● How to complete this task: Line by line, copy out the data that follows.

● Exercise material:
PR #18369, opened 2024-07-15
Removed leftover KeyError handling after Query.tables attribute cleanup.

nessita:
Follow up from f7f5edd50d03e8482f8a6da5fb5202b895d68cd6.


charettes (approved):
Thanks for the cleanup 🎉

● Response box:
PR #18369, opened 2024-07-15
Removed leftover KeyError handling after Query.tables attribute cleanup.

nessita:
Follow up from f7f5edd50d03e8482f8a6da5fb5202b895d68cd6.


charettes (approved):
Thanks for the cleanup 🎉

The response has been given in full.